▶ Task inputs:
+---+

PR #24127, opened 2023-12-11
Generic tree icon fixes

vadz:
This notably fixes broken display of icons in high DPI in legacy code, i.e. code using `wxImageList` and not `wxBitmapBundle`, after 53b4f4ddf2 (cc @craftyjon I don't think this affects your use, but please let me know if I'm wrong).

+---+

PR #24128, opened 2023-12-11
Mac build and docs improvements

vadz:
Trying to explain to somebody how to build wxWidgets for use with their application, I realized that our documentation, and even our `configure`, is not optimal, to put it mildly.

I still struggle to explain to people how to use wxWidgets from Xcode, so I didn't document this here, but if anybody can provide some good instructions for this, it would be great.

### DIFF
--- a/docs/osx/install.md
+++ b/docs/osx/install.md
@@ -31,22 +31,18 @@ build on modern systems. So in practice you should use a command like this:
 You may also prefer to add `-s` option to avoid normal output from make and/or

+---+

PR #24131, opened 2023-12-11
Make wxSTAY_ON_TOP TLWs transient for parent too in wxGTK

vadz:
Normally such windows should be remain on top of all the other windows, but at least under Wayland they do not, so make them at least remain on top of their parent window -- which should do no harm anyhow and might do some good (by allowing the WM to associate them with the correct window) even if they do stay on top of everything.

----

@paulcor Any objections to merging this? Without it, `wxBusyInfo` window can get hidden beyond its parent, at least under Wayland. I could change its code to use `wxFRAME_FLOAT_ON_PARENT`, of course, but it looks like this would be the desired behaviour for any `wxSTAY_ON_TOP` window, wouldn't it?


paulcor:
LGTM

+---+

▶ Work required:
In the listing above, find the line with "I still struggle" and the line with "You may also"; set down exactly those two lines and every line between them, nothing more.

▶ Task response:
I still struggle to explain to people how to use wxWidgets from Xcode, so I didn't document this here, but if anybody can provide some good instructions for this, it would be great.

### DIFF
--- a/docs/osx/install.md
+++ b/docs/osx/install.md
@@ -31,22 +31,18 @@ build on modern systems. So in practice you should use a command like this:
 You may also prefer to add `-s` option to avoid normal output from make and/or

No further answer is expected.